As someone who's currently attempting to build his own personal empire, I'm incredibly glad I don't have a wealth tax to contend with. It's hard enough as it is, without knowing that if I start to draw close, it'll get harder and harder as I go. I might not have started trying if it didn't seem possible in the first place. Then again, I might have done it anyway. Where's a quantum theorist when you need one?


That's just an argument for why wealth taxes should never go above 2%. If you can't double or triple your wealth in 60 years what are you doing with it?

In my country I am taxed 52%, and I don't mind that. I clearly see the money going into public infrastructure, roads, public transport, social housing, greening the cities, etc. If I am unable to work due to illness, I will benefit from 80% of my salary for many years, and after that, 70%. You should give more to the system proportionately to how wealthy you are. People with 10 mansions and a fleet of cars and a private jet while there are homeless on the streets, that is an abberation. The current system is failing because when people get beyond a certain amount of wealth, their wealth can increase exponentially, while they are not taxed exponentially. It's a finite planet, after all. Infinite wealth growth of a few while many can barely afford rent is like cancer and should be taxed to oblivion.

If I was earning more, I would not mind sharing an ever increasing percentage of that in terms of taxes. I don't need 20 houses and 20 cars, and my own rocket, no individual person needs that. People like that should not be allowed to exist by the government.


The problem isn't your upper middle class twit neo-rich grandparents. It's the real wealthy. The 2k people that control 90% of the collective wealth oof the nation. I'm all for no inheritance tax up to like 5 mil give or take, then 99% after that. Slay the capital hoarding dragons and put that money back into the economy.

This here is the argument that will make a wealth tax face severe opposition. Most wealth is held not by the 1%, but by the next 19%, living in their nice low-density suburban areas. Today there are proposals for taxing wealth over $50 million, but it’s just a matter of time before someone comes after their homes.

To be practical, I would allow some transfer of wealth actually but put a marginal tax rate of 100% over say 5 to 10 million, gradually increasing from say 0% at 250k. That seems like a fair compromise. Sure, guaranteeing basic living conditions would be nice, but as we can clearly see right now, there isn't much support for it. This tax would provide plenty of money to get to that goal, however.

There is no need to put a hard limit, just an effective limit by having a general wealth tax. Money flows to where money already is, that's inevitable in a capitalist market economy. There's no need to change that, but progressively bigger piles of wealth should be progressively higher taxed to keep them in check, thus ensuring a competitive market.

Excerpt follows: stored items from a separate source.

PR #129, opened 2019-11-14
Use napoleon instead of numpydoc to unpin Sphinx

### LINKED ISSUE #128: Replace numpydoc for napoleon to unpin Sphinx

The combination of latest sphinx (2.2.0), numpydoc, and sphinx_rtd_theme
causes a mangled rendering of the parameter list. We were pinning sphinx
to 1.8.5, which is getting old and causing dependency problems.
See discussion in fatiando/pooch#113.

A possible solution is to replace numpydoc with sphinx.ext.napoleon.
It solves the problem although it generates a slightly different output.
The class autosummary template must be modified in order to account for
missing methods summary block.

This replacement has been achieved by @leouieda on fatiando/pooch#122.
See the changes applied on that PR for inspiration.

santisoler:
The combination of latest sphinx (2.2.0), numpydoc, and sphinx_rtd_theme
causes a mangled rendering of the parameter list. We were pinning sphinx
to 1.8.5, which is getting old and causing dependency problems.
Replacing numpydoc with sphinx.ext.napoleon fixes the problem (though
generates slightly different output). Modify autosummary class in order
to generate a Methods Summary. Update Sphinx configuration: change
values of napoleon configuration to compile Returns and Attributes with
the same style as the Parameters list. The changes applied were based on
fatiando/pooch#122.

Fixes #128

**Reminders**


santisoler:
@leouieda I've inspired on fatiando/pooch#122 to make this PR. Although I left a slightly different customization of the autosummary class: on Harmonica we show examples. Besides, I also overwrote  the `numpy_use_ivar` value to True in order to make Attributes lists to compile with the same style as Parameters.

Please check if you would change something else, for example the position of the Examples. I put them at the bottom because if I put them in between the compilation omits a line break and the examples appear at the left of the first method. Like this:

imagen

Finally, wouldn't be nice to standarize the autosummary class template and the sphinx configuration among all libraries?

santisoler:
Nevermind the bad location of the examples, I managed to solve it (and understand it :tada:).

So now I can put the examples on the bottom or before/after the methods summary.
What location looks better?

**Option 1**
- Class docs
- Examples
- Methods Summary
- Methods docs

**Option 2**
- Class docs
- Methods Summary
- Examples
- Methods docs

**Option 3**
- Class docs
- Methods Summary
- Methods docs
- Examples

Issue #68, opened 2019-07-16
Page about the coordinate systems


leouieda:
We need a documentation page describing our coordinate system conventions.

prisae:
I did this recently for empymod. The example (particularly the coordinate-system figure) might be useful to get this issue going:

https://empymod.readthedocs.io/en/stable/examples/coordinate_system.html

santisoler:
Thanks @prisae for the motivation. We should have tackled this issue long time ago, so this could be a good opportunity to do so.

PR #136, opened 2019-12-26
Interpolate data using EQL in spherical coordinates

### LINKED ISSUE #94: Enhance EQL gridder to interpolate data in spherical coordinates

Would be nice to improve the EQL Harmonic gridder to be able to interpolate data in spherical coordinates (without the need to project it). This feature would be very useful when gridding potential data on regional or continental scales where the curvature of the Earth must be taken into account. It can be done by modifying the `EQLHarmonic` class, allowing to pass a `coordinate_system` argument which will regulate how to compute the Green's function (1 / distance) between the point sources and the observation points.

santisoler:
Add new `EQLHarmonicSpherical` class to interpolate data in spherical
coordinates using the equivalent layer technique. Intended to be used on large
scale data, where the curvature of the Earth must be taken into account in
order to produce accurate interpolations.

Fixes #94

**Reminders**


santisoler:
@leouieda I drafted a possible solution to #94. Nevertheless, I'm skeptical about using the `coordinate_system` argument for specifying whether we are passing coordinates in Cartesian or spherical. Wouldn't be better to have separated classes for each coordinate system? Maybe this will create some repeated code, but would ease their usage (passing the `coordinate_system` argument could be easily forgettable).

leouieda:
>  Wouldn't be better to have separated classes for each coordinate system?

I think so. You could use the same code you have here but have the `EQLHarmonicSpherical` (or something like that) set the `greens_function` attribute.

santisoler:
Agree. I'm thinking we could create a `BaseEQLHarmonic` class not intended for use it, and then two subclasses: `EQLHarmonicCartesian` and `EQLHarmonicSpherical`. What do you think? It worth the effort or it would be better to just append the `EQLHarmonicSpherical` as child of the current `EQLHarmonic` with just a different `green_function` attribute?

santisoler:
I created a new `EQLHarmonicSpherical` class as a child of `EQLHarmonic`. The main difference between them is the attribute `greens_function` which points to different Numba jitted functions for computing the Green's function on each case.

@leouieda I added the `greens_function` as an instance attribute because I'm having some problems setting it as a class attribute. It seems that when it's called (inside `jacobian`, for example), the instance is passing 7 arguments instead of 6 (maybe it's passing the instance itself as first argument?).
If you have a solution to this let me know. Otherwise I would keep it as an instance attribute.

harmonica/equivalent_layer/harmonic.py
```diff
@@ -186,23 +197,197 @@ def jacobian(
...
+    Parameters
+    ----------
+    damping : None or float
+        The positive damping regularization parameter. Controls how much
+        smoothness is imposed on the estimated coefficients.
+        If None, no regularization is used.
+    points : None or list of arrays (optional)
+        List containing the coordinates of the point sources used as the
+        equivalent layer. Coordinates are assumed to be in the following order:
+        (``longitude``, ``latitude``, ``radius``). Both ``longitude`` and
```
leouieda: Should we differentiate latitude from *spherical latitude* here?

leouieda: Maybe not since we say it's spherical in the docstring and we didn't do this of the forward modeling functions, right?

leouieda:
>  I added the greens_function as an instance attribute because I'm having some problems setting it as a class attribute. It seems that when it's called (inside jacobian, for example), the instance is passing 7 arguments instead of 6 (maybe it's passing the instance itself as first argument?).
If you have a solution to this let me know. Otherwise I would keep it as an instance attribute.

@santisoler I don't know what could have gone wrong but it's fine the way it is. This is not critical.

Overall this looks great! I'd be fine with merging this in and working on an example in a followup PR but it's fine if you want to add it here still.

harmonica/equivalent_layer/harmonic.py
santisoler: I agree with that. If we decide to change it to spherical latitude here, we must do it elsewhere. But I don't think this is critical. The `radius` coordinate next to it would make it sufficiently clear to any usual user of Harmonica that it's asking spherical coordinates. And for any newcomer I think we should make this very clear on the _Page about coordinate systems_ (#68).

santisoler:
I would like to add an example for this. But maybe it's better to leave it for another PR where we can discuss it.
I'm thinking to grid the entire South Africa observed gravity dataset, but because it would take a lot of memory and time I'm considering to randomly choose a not so large number of points. It's not the way we should do it on a real world scenario, but it could serve for this example. Another option would be to find a different survey with less points but with regional scale. What do you think?

harmonica/equivalent_layer/harmonic.py
leouieda: Right, that's probably better

leouieda:
> I'm thinking to grid the entire South Africa observed gravity dataset, but because it would take a lot of memory and time I'm considering to randomly choose a not so large number of points. It's not the way we should do it on a real world scenario, but it could serve for this example. Another option would be to find a different survey with less points but with regional scale. What do you think?

If you want to downsample, then use `verde.BlockMean` with the final grid resolution (which you can make a bit coarse for this example).

PR #152, opened 2020-03-04
Add example for EQLHarmonicSpherical

santisoler:
Add example for `EQLHarmonicSpherical` using South Africa gravity dataset.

Edit: I guess I should have known mentioning wealth tax would get people nervous. But this is not about taxing your old grandma for her paid-off house. This is about small but increasing percentage, starting at maybe $1M-10M and really kicking in at $1B and above. You can then abolish dividend taxing (that's only fair) and perhaps income tax altogether.


This is one tax I do agree on. A wealth tax for anything over 100 million seems fair. 1-2% would be a great start.

But it won't be $30M for long. It's be $20M, then $10M, then $5M including your house.

And wealth taxes have failed miserably everywhere they've been tried. France instituted one a few years back and it failed to capture even a small percentage of expected revenue - people just do whatever they can to avoid it, including leaving the country.


There are many people making over $200,000/yr. With 20 years of investing $150,000 of that, it's incredibly easy to have over $6.5 million.

I don't see why it can't be a two-pronged approach with both higher income taxes and wealth taxes. It's what was done in the 1950's, and there was still plenty of wealth then.